What is it to feel alive?
It’s such a simple thing that we often take it for granted. To look into a lover’s eyes and feel a rush of warmth. To sense your atoms buzzing after a long soak in a hot tub. To feel the adrenaline pumping though your body as you near the finish line. To feel the base pulsing through your body as you dance to your favorite song. Without naming it, we know these peak experiences are connected to a sense of aliveness. Their hallmark is the glow – something just a little bit more remarkable than the sensation of ordinary life.
When we taste them we want more, yet they can seem elusive. How did I get there? Wow! What was that? While most of us can name them, few of us feel we have complete control over their presence, and even fewer of us have mastered the art of accessing them at will. In fact, for some of us, those sensations may be one of those things we’ve simply written of as “not for me anymore.” Other people get to feel that. Me, I’ve got work to do, bills to pay, a family to feed…
Last month I had the opportunity to travel to Haiti to visit my sister who lives and works there. What touched me most was that, even in the face of the extreme poverty and devastation since the earthquake in 2010, there is SO MUCH aliveness there! Far more than I get to experience in the daily grind of life in the USA. Nothing is suppressed. Anger smolders just below the surface of conversations about the political climate and the lack of real support the nations’ people feel from the global community. Yet along with it comes joy in bucketfuls when groups of two or more people get together to make music. Rhythms, beats, music, voice. These things serve as a universal medicine that is available in abundance and shared freely among friends.

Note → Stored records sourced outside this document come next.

PR #86, opened 2023-07-10
100% match of many functions in the LegoGameState::Save codepath

stravant:
* Various 100% Matches: LegoGameState::GetState, CreateState, RegisterState, GetFileSavePath. LegoStream::WriteVariable, ReadVariable.

* Implement a few additional parts of ObjectFactory / MxOmni::Create

* Fix up some of the definitions in LegoStream to be more ergonomic to actually use in context. (they remain 100% matches)

@foxtacles: Changes by me detailed in this comment: https://github.com/isledecomp/isle/pull/86#issuecomment-1759928468


itsmattkc:
While a CLI app is a fun idea, I feel similarly to how I feel with #74; it feels like feature creep, an extra thing we have to maintain that distracts us from decompiling, particularly since it requires splitting up the library.

ItzSwirlz:
Maybe we could put it in another repo in the isledecomp github org, just so we have it lying around

stravant:
I don't see how this is a distraction.

Do you not plan to run any code until 99% of the codebase is decompiled? Because the only way to run any of the code before that will be a tool like this. The game will not bootstrap itself without an external tool driving it until almost all of the code is decompiled.

We can actually take advantage of the fact that the codebase is well abstracted to load / save save files and assets using the game classes to verify parts of the functionality as things develop rather than

"Splitting the library" isn't an actual cost, it's just a dozen extra lines of CMake code total.

itsmattkc:
> Do you not plan to run any code until 99% of the codebase is decompiled? Because the only way to run any of the code before that will be a tool like this.

That's not entirely true. Through DLL injection, our recompiled code can be grafted over the original at runtime, which could potentially be even more reliable since it tests the code in context with the rest of the game as it plays. My plan was at some point to write a launcher for the game that would inject our functions automatically (mapping the addresses to the original DLL with the PDB the same way `reccmp` does).

> Would you be more amenable to structuring this as unit tests rather than a CLI tool? My opinion is that, sure, you can focus on only decompiling now when there's plenty of low hanging fruit but you will inevitably need more tooling like this to get through the trickier parts of the decomp.

Sure, I think unit tests would be fine. I think my main concern is the idea of committing to adding extra functionality/features this early in the project. In fact, my original plan for this repo was it would just be the original game, and that enhancements/modernizations would go into a fork, though that may change depending on how things go.

stravant:
Can I at least split the library into the original DLL only exposing specific exported functions + a static library exposing all the functions? That way I can put this code like this in another repo and depend on the codebase as a submodule. As it is there's no good way for me to do that.

itsmattkc:
Yes, I think we can just treat it as building both a shared and static version of LEGO1 (i.e. not denote it as "core", rather just the same library but "static"). That would be perfectly fine.

stravant:
Updated this PR to only have the decomped methods and none of the extra stuff.

stravant:
(It's ready for re-review now)

LEGO1/infocenterstate.h
```diff
@@ -23,6 +23,38 @@ class InfocenterState : public LegoState
   {
     return !strcmp(name, InfocenterState::ClassName()) || LegoState::IsA(name);
   }
+
+  inline MxU32 GetSomething(int p_index) { return m_buffer[p_index]; }
+  inline void SetSomething(int p_index, MxU32 p_value) { m_buffer[p_index] = p_value; }
```
itsmattkc, line 28: Might be good to be a little more descriptive than `GetSomething` as the name. At this point, that could describe accessing _any_ of the members.

Something like `GetElementOfSomeBuffer`/`GetElementOfSomeArray` would be better (assuming we don't know what `m_buffer` actually is yet)

LEGO1/infocenterstate.h
```diff
@@ -23,6 +23,38 @@ class InfocenterState : public LegoState
...
+  void *unk4;
+  MxU16 unk5;
+  MxU16 unk6;
+  MxU16 unk7;
+  MxU16 padding2;
+  void *unk8;
+  MxU16 unk9;
+  MxU16 unk10;
+  MxU16 unk11;
+  MxU16 padding3;
```
itsmattkc, line 54: Unknown vars should preferably use the `undefined` typedefs in `decomp.h`. Also are the `padding` members necessary? I would have thought the compiler would fill those in automatically.

stravant: Not only will it but it has to due to alignment rules, I just prefer to be explicit so I can mess something up while transcribing what I did in Ghidra. I'll avoid it if you don't like the clutter.

LEGO1/infocenterstate.h
stravant: No idea what that array is yet, needed it to make the code run when I was trying to run save.

I'll take it out, it's not actual code that we know was there anyways.

stravant: Named it GetInfocenterBufferElement, and removed the setter.

stravant:
* Removed padding.
* Renamed setter for unknown infocenterstate function which Save uses.
* Changed code to use undefined1/2/4 where applicable.

stravant:
You gonna merge this?

itsmattkc:
Yeah, I'll look at it when I have more time.

LEGO1/infocenterstate.h
```diff
@@ -23,6 +25,36 @@ class InfocenterState : public LegoState
...
+  // Size: 0xC
+  struct SomeStruct
+  {
+    undefined4 unk1;
+    undefined2 unk2;
+    undefined2 unk3;
+    undefined2 unk4;
+  };
+
+  undefined2 unk1;
```
itsmattkc, line 41: `unks` should be numbered by their offset so they can more easily be referred to in asm/pseudocode.

LEGO1/legogamestate.cpp
```diff
@@ -1,39 +1,261 @@
...
+  unsigned char len = strlen(s_endOfVariables);
+  if (p_stream->Write(&len, 1) == SUCCESS)
+    return p_stream->Write(s_endOfVariables, len);
+  return FAILURE;
+}
+
+struct LegoSaveDataEntry3
+{
+  char *m_name;
+  void *m_pSomething1;
```
itsmattkc, line 123: Same here, unknown variables should have their offset, not be numbered sequentially.

PR #87, opened 2023-07-10
lego1: MxVariableTable

disinvite:
We already have a class `MxStringVariable` with key/value pair members that are both `MxString`. This is the base class for `LegoBackgroundColor` and a few others based on the vtable. I submit that this matches `MxVariable` used by the `MxVariableTable` class, so I renamed it.

`MxVariableTable` is a hash table data structure with linked list for overflow. The "available" source code has reference to an `MxHashTable` class with a companion cursor API to access the data, but without the actual implementation. I used the same structure here. The implementation is tricky because some functions are inline in the key/val version of `SetVariable` but not in the other: namely the Resize and "NodeInsert" functions.

MxVariable (formerly MxStringVariable) had a constructor marked as a dll export. I couldn't find a match for this in the Ghidra analysis, so I removed it.

MxHashTable has a parent class that I've left in the main header file as "HashTableParent". You can see its members and virtual functions based on how it's initialized in MxOmni::Create.

I am undecided on what to do with the members of the "hash table node" class. By our convention, the members should be private with accessor methods, but this complicates the pointer access between nodes a little bit. Could this have been just a struct instead?


stravant:
Dunno if you saw the stuff I was going in Ghidra but I agree with this interpretation.

I added an "MxVariables" namespace with some of the implementations of this MxVariable which have different setters too.

disinvite:
Main notes updated above.

@stravant I think it _is_ meant to be a "Destroy" function in MxVariable. We don't re-set the vtable pointer inside like with other destructors. The hash table's destructor calls into there for each node (to clean up whatever kind of value it is) before deleting the node altogether.

itsmattkc:
It's a very bizarre thing for them to do, but yes @disinvite appears to be correct. If changed to a virtual destructor, its accuracy significantly drops, while in its current form it matches 100%.

Maybe one of their interns wrote it...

It teaches me that in fact, aliveness is available to everybody. It can be accessed in the here and now. It’s the opposite of feeling numb, and it’s a choice that is available to all of us, all the time. True, there is a risk. As Dr. Brene Brown suggests in her research on ordinary courage, “you can’t selectively numb,” keeping joy but avoiding anger, sorrow or pain. In order to feel alive, you have to take the good with the bad.
This week I invite you to take an intention to FEEL MORE ALIVE. In your life that might mean ceasing to stuff your emotions (with a beer and a banana nut muffin, a la Brene Brown!) Perhaps you will risk getting a little closer to your lover in bed tonight. Taking an intention is useful, because you can use it in the moments when you don’t know exactly what to do. When it comes to aliveness, you may not know how to get there… but you will know it when you find it, I guarantee.
In your movement practice, you might simply direct more awareness toward the myriad of things that go on in your body at any given moment. When you run, sense your heart beating, your muscles straining, your lungs doing their job. If you love to dance, turn the music up and try just letting your body go! Don’t censor anything. Just see what shows up. The Five Rhythms free-form dance sessions are a great place to practice allowing your aliveness to come through. If the weather is good, you might try a challenging cycling ride… there’s nothing like climbing to the top of a San Francisco hill then feeling the wind fly by your cheeks as you race to the bottom of the other side!